STA 6166 Assignment 6
Predicting the Percentage of Body Fat From Simple Body Measurements
A variety of popular health books suggest that readers assess their health, at least in part, by estimating their percentage of body fat. Bailey (1991, The New Fit or Fat, Boston: Houghton-Mifflin, p.18) suggests that "15 percent fat for men and 22 percent fat for women are maximums for good health". In a recent study, age, weight, height, and 10 body circumference measurements were recorded for 252 men. Each man's percentage of body fat was accurately estimated by an underwater weighing technique. A description of the variables appearing in the dataset along with abbreviated names is as follows.
- fat: Percent body fat using Brozek's equation (Density
determined from underwater weighing)
- age: Age (years)
- weight: Weight (lbs)
- height: Height (inches)
- neck: Neck circumference (cm)
- chest: Chest circumference (cm)
- abd: Abdomen 2 circumference (cm)
- hip: Hip circumference (cm)
- thigh: Thigh circumference (cm)
- knee: Knee circumference (cm)
- ankle: Ankle circumference (cm)
- biceps: Biceps (extended) circumference (cm)
- forearm: Forearm circumference (cm)
- wrist: Wrist circumference (cm)
Note that the body fat measurement for the last man was not recorded (the period denotes a missing observation). Using these data, build a multiple regression model to predict percent body fat from the remaining variables, and summarize your findings. In your quest for a suitable model, you should:
- Plot the data in meaningful ways.
- Examine the need for transforming variables.
- Carry out model selection using the techniques discussed in class
(Stepwise, Cp, Adj. R^2, etc.), and decide on one (or a few) candidate model(s).
- Check if there are any violations of the regression assumptions,
including potential problems like influential observations and
- Based on all the preceeding results, decide on a single model for
predicting body fat, and report your findings.
- Using your chosen model, predict the percent body fat for the last man in the dataset giving an appropriate interval for your prediction, and comment on it. Is this man unusual in any way?
- You can analyze a dataset of your own instead of the above, but you must discuss this with me and receive my approval beforehand. Your alternate data set must have a quantitative response, and at least 5 potential predictor variables. Analyze the plausability of a regression analysis by doing some scatterplots before approaching me.
- Typeset your results as a report, using the same
format, template, and general instructions as for previous Assignments, except this time your report should approach the quality of a publishable paper.
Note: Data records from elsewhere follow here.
PR #838, opened 2026-09-11
Serialize shared package artifact tests

### LINKED ISSUE #834: Investigate intermittent npm pack EOF during concurrent CI tests
PR #833 hit a generated-file packaging failure in CI run 34439170782 (first attempt, Node22): `integration-tests/packaging.test.ts` failed during `npm pack --ignore-scripts` with unexpected EOF reading `dist/core/field-selector/heading-punctuation-normalizer.js.map`. Other assertions passed (1690 passed,135 skipped); fail-fast cancelled Node20.

The isolated packaging test subsequently passed all8 tests, and the failed-job retry passed the complete matrix without source changes. Automerge completed at c5b5db1e. This should not be dismissed as a clean first run.

Investigate whether tests invoking install/prepare rebuild the shared repository dist while the packaging test archives it. CI logs contain repeated root package prepare/build invocations during the suite, but the precise writer at the EOF instant has not been proven. Prefer isolated package/build inputs or sequencing the actual conflicting tasks, not blanket retries or weakening package assertions.

Acceptance: reproduce the concurrent packaging/build path, eliminate shared-output races if confirmed, and retain real tarball install + CLI list verification. Failure log: https://github.com/open-agreements/open-agreements/actions/runs/34439170782/attempts/1

stevenobiajulu:
The full Vitest run executes package tests in parallel workers. Both `integration-tests/packaging.test.ts` and `scripts/prepare_scoped_open_agreements_package.test.mjs` run root `npm pack` operations; npm's bundled-dependency preparation can invoke the root `prepare` script and rewrite `dist/` while the other worker is archiving it. In CI run 34439170782, the tar reader then hit `unexpected EOF` on `dist/core/field-selector/heading-punctuation-normalizer.js.map`.

This change adds a repository/worktree-scoped package-artifact lock and holds it for those two suites. The lock uses atomic exclusive creation, owner tokens, idempotent release, and process-exit cleanup. It serializes only operations sharing the same worktree, so unrelated tests and independent worktrees remain parallel. The real package test still runs `npm pack`, installs that tarball in a clean temporary project, and executes `open-agreements list --json`.

Regression coverage proves that a second operation cannot enter until the first releases, while two independent worktree roots can proceed together.

Validation:

- `npm run build`
- `npm run lint`
- `npm run check:allure-labels`
- `node bin/open-agreements.js validate` — 105 templates, 4 external templates, and 7 field selectors passed
- `VITEST_COVERAGE=1 npx vitest run --reporter=dot` — 1,821 passed, 7 skipped
- focused concurrent package suites — 13 passed, including real tarball install + CLI list verification

Closes #834

### DIFF
--- a/integration-tests/helpers/package-artifact-lock.ts
+++ b/integration-tests/helpers/package-artifact-lock.ts
@@ -12,8 +12,10 @@ export interface PackageArtifactLock {
 
 /**
  * Serializes integration tests that read or regenerate the repository's shared
- * `dist/` package artifact. Vitest executes test files in parallel workers, so
- * an npm pack can otherwise observe a source map while `tsc` is replacing it.
+ * `dist/` package artifact. CI's npm 10 runs the root `prepare` lifecycle for
+ * `npm pack` even with `--ignore-scripts`, which rebuilds `dist/`. Because
+ * Vitest executes test files in parallel workers, another pack can otherwise
+ * observe a source map while `tsc` is replacing it.
  */
 export async function acquirePackageArtifactLock(
   repoRoot: string,
--- a/integration-tests/helpers/package-artifact-lock.ts
+++ b/integration-tests/helpers/package-artifact-lock.ts
@@ -1,0 +1,60 @@
+import { createHash, randomUUID } from 'node:crypto';
+import { closeSync, openSync, readFileSync, unlinkSync, writeFileSync } from 'node:fs';
+import { tmpdir } from 'node:os';
+import { join, resolve } from 'node:path';
+
+const RETRY_INTERVAL_MS = 50;
+
+export interface PackageArtifactLock {
+  path: string;
+  release: () => void;
+}
+
+/**
+ * Serializes integration tests that read or regenerate the repository's shared
+ * `dist/` package artifact. Vitest executes test files in parallel workers, so
+ * an npm pack can otherwise observe a source map while `tsc` is replacing it.
+ */
+export async function acquirePackageArtifactLock(
+  repoRoot: string,
+  timeoutMs = 120_000,
+): Promise<PackageArtifactLock> {
+  const rootKey = createHash('sha256').update(resolve(repoRoot)).digest('hex').slice(0, 16);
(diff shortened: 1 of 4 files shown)


stevenobiajulu:
Claude Fable dynamic peer review: **APPROVE**. It opened all four affected files, ran the 13 focused tests (including the real packed-tarball install and installed CLI), exercised the lock across separate Node processes, and inspected the failed CI run. I addressed its requested pre-merge clarification in `6fed7736` by documenting npm 10's `prepare` behavior and restoring the original 30-second test timeout. The broader lifecycle cleanup is tracked in #839.

stevenobiajulu:
Advisory audit: the suggested `withAgreementLock` reuse is not appropriate for this fix. That function is private production code tied to an existing agreement record and its `.lock` path, owns an async operation callback, and has agreement-specific stale-lock behavior. The new helper coordinates independent test suites before any test operation starts, uses a worktree-derived OS-temp path, returns an explicit release handle for Vitest lifecycle hooks, and deliberately fails on an unexpected stale owner rather than deleting another test process's lock. Extracting a generalized production dependency for test orchestration would broaden this PR and couple distinct lock policies. No change needed for this warning.

stevenobiajulu:
Post-merge smoke passed at exact merge commit `2b8fa598508bdcc999a40e0fcd6f15afd5d0c9b8` in an isolated detached worktree.

- `npm run build` — passed
- `npm run lint` — passed
- `node bin/open-agreements.js validate` — passed (105 templates, 4 external templates, 7 field selectors)
- `VITEST_COVERAGE=1 npx vitest run --reporter=dot` — 146 files passed, 4 skipped; 1,823 tests passed, 7 skipped
- Focused lock + packaging suites — 3 files, 13 tests passed, including real tarball install and installed CLI execution
- `npm run check:isolated-runtime` — passed; real packages packed and installed, CLI/MCP runtime exercised

CI also passed on Node 20 and Node 22, including the exact Node 22 path that previously failed with npm pack EOF. No visual or production-browser smoke applies to this test-infrastructure/package-runtime change.

Durable local log: `/tmp/automerge-smoke-838-20260911T204303Z.log`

Therefore, no raw computer output should be included in the main write-up (although you may add an appendix). The report should be organized as follows:
This article gives further guidance on the art of communicating statistical results. And here is an example of a paper in the Journal of Agronomy to give an idea of what a good finished product might look like. In addition to the usual 20 points for accuracy and completeness of the statistical analysis, this assignment will have 5 additional points for quality of presentation.
- Abstract (a summary of the paper).
- Statistical Methods.
- Results and Conclusions.
- References (optional).
- Appendix (optional).
- The length of your report must NOT exceed 7 sheets of
paper (14 pages)! This means you will have to make some hard decisions as to
which plots you should include; typically only extremely compelling ones. (You may however add an appendix, and this can be as long as you wish.)